## Task directions
Scan the records for the string "QuestionnaireNavigationViewUIState" and state how many lines contain it, using the number alone.

## Given records
^^^^^^^^

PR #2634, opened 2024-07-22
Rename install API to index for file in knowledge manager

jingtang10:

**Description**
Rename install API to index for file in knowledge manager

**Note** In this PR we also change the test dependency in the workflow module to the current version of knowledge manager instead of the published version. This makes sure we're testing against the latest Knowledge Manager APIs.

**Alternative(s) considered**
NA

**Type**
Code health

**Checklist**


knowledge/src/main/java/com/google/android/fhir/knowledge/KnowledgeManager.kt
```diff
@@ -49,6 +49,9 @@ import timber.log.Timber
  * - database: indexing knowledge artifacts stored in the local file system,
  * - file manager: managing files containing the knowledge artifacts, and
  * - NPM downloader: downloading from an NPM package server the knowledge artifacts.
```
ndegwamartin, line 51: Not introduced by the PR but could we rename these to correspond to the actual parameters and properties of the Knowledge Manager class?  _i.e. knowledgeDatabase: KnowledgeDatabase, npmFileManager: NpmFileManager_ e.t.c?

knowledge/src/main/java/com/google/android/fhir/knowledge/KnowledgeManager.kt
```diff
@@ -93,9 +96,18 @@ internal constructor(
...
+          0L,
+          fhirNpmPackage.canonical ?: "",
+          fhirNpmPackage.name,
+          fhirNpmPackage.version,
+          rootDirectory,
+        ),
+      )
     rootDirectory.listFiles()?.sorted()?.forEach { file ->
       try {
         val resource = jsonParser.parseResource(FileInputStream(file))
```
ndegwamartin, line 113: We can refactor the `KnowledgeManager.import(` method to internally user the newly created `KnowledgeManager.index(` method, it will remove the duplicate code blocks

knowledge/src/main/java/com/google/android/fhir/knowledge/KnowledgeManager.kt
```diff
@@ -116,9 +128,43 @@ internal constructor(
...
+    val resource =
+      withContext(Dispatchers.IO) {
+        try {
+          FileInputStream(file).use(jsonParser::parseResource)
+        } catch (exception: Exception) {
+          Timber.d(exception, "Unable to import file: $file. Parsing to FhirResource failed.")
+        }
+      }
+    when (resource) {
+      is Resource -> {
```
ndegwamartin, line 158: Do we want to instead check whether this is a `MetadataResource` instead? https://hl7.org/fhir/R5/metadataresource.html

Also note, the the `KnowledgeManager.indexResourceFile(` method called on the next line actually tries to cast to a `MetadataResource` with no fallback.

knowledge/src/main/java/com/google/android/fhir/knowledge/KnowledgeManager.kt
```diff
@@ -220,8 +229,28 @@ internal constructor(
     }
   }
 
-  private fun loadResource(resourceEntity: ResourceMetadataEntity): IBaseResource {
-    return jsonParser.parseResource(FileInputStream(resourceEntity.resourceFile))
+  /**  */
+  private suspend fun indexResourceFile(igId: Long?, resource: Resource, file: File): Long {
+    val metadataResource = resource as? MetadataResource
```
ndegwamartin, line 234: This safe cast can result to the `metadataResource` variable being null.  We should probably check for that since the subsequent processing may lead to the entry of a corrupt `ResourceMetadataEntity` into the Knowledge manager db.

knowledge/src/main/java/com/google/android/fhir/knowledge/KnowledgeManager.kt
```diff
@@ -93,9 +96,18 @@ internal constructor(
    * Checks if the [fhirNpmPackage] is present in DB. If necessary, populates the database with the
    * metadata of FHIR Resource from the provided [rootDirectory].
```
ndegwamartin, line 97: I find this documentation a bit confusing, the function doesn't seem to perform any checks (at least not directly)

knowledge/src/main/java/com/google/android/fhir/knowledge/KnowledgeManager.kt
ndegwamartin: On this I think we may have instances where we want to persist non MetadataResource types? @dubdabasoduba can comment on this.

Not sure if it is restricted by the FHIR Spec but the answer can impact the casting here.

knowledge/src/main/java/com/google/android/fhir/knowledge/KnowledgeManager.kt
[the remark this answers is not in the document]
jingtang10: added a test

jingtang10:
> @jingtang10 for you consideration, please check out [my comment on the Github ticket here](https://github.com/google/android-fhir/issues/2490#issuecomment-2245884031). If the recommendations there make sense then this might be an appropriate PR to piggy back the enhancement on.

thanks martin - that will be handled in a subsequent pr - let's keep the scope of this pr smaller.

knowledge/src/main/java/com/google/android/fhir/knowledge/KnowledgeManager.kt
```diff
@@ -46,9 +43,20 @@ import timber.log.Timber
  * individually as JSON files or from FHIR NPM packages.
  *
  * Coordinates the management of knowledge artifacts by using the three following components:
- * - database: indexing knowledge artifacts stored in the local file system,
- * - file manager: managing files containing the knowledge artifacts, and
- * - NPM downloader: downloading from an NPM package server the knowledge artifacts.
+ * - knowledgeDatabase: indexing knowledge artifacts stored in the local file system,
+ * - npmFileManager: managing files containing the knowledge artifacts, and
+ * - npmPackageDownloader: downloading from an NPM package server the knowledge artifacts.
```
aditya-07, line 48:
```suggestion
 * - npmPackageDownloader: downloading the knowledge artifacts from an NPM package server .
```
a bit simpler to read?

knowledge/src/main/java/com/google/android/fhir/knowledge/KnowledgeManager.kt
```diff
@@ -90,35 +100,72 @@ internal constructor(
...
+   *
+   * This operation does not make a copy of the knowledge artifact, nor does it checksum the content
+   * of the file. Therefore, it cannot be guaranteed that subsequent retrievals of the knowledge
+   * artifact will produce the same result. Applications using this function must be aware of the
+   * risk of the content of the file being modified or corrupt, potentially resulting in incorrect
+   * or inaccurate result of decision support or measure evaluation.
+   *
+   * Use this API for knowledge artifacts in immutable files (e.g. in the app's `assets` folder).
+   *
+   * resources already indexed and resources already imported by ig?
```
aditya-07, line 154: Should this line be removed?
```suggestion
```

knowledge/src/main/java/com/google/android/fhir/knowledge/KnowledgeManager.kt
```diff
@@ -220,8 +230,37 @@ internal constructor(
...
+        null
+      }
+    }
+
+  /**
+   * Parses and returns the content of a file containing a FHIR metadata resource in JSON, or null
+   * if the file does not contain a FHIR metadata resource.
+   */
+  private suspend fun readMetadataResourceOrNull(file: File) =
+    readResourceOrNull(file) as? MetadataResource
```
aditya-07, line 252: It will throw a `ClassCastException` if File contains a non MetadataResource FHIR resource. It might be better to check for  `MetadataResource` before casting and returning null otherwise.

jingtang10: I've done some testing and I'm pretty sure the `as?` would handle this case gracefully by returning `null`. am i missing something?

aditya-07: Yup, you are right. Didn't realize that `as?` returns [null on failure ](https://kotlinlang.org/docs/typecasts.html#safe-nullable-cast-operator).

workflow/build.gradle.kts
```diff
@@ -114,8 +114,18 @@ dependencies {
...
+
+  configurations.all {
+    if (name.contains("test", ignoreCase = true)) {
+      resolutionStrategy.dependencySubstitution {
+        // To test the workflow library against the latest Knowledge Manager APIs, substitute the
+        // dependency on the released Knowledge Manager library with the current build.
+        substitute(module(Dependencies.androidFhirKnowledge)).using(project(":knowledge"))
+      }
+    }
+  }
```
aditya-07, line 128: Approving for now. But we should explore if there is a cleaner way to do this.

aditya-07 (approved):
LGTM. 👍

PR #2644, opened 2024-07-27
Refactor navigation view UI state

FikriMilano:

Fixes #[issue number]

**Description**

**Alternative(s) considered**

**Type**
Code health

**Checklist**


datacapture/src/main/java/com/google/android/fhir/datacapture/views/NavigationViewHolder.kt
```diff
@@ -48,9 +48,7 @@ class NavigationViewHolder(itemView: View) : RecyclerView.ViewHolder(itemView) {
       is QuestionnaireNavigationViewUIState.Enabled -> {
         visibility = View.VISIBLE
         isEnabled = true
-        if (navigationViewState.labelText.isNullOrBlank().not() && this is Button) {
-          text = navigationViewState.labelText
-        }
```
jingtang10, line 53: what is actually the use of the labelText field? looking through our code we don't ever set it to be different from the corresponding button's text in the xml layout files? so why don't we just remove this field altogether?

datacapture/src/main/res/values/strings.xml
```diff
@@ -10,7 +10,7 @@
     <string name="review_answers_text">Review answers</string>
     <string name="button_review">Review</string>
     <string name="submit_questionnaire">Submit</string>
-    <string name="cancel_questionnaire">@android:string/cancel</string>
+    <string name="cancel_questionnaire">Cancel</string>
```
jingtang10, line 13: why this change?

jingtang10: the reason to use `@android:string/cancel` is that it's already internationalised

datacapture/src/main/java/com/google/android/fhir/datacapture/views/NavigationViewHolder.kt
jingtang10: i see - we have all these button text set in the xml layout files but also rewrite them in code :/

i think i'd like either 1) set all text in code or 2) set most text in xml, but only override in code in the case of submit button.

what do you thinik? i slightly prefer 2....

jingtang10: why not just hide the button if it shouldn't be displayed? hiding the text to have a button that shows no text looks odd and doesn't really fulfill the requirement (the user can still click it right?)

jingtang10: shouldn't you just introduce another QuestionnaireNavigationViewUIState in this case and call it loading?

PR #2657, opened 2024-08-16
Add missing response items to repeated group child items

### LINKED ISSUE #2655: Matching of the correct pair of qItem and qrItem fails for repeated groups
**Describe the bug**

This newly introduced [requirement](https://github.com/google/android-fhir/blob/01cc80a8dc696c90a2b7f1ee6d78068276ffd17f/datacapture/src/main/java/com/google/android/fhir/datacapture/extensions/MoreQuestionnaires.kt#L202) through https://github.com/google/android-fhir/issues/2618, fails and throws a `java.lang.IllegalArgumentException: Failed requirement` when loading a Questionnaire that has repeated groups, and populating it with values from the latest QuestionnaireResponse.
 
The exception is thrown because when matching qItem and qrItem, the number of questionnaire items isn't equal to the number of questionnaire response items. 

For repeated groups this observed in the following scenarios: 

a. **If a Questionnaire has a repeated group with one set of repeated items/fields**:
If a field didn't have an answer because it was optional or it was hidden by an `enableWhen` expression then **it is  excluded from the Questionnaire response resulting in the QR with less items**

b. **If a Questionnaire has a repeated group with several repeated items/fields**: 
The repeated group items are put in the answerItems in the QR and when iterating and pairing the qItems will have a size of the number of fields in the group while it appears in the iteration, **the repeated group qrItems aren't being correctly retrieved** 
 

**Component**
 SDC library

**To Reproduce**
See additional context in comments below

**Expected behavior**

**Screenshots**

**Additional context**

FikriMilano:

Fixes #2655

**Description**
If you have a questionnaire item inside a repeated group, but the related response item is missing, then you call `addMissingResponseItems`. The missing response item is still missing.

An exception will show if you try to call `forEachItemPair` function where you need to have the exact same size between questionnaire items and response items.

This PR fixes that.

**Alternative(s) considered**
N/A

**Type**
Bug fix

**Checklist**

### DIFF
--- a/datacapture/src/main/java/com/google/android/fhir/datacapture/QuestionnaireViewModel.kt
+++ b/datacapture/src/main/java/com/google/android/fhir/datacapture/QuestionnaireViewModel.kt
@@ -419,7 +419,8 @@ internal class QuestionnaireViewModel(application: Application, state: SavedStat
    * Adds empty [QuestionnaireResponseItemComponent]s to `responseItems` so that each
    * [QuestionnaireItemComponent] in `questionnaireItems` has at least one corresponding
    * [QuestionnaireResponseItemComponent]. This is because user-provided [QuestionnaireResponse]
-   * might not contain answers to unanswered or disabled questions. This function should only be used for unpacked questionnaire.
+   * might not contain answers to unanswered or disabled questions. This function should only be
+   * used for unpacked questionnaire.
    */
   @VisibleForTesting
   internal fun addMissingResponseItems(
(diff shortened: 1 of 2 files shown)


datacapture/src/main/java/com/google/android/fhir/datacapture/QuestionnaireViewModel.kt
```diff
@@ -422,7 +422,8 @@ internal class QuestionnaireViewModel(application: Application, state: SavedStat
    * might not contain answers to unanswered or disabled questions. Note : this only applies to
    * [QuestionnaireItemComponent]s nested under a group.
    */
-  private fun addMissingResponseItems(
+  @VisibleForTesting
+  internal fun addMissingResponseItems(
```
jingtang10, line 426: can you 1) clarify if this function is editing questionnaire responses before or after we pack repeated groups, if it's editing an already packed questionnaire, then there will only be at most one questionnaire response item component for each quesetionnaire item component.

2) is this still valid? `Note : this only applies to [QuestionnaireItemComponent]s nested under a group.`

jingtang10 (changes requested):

^^^^^^^^

## Task result
2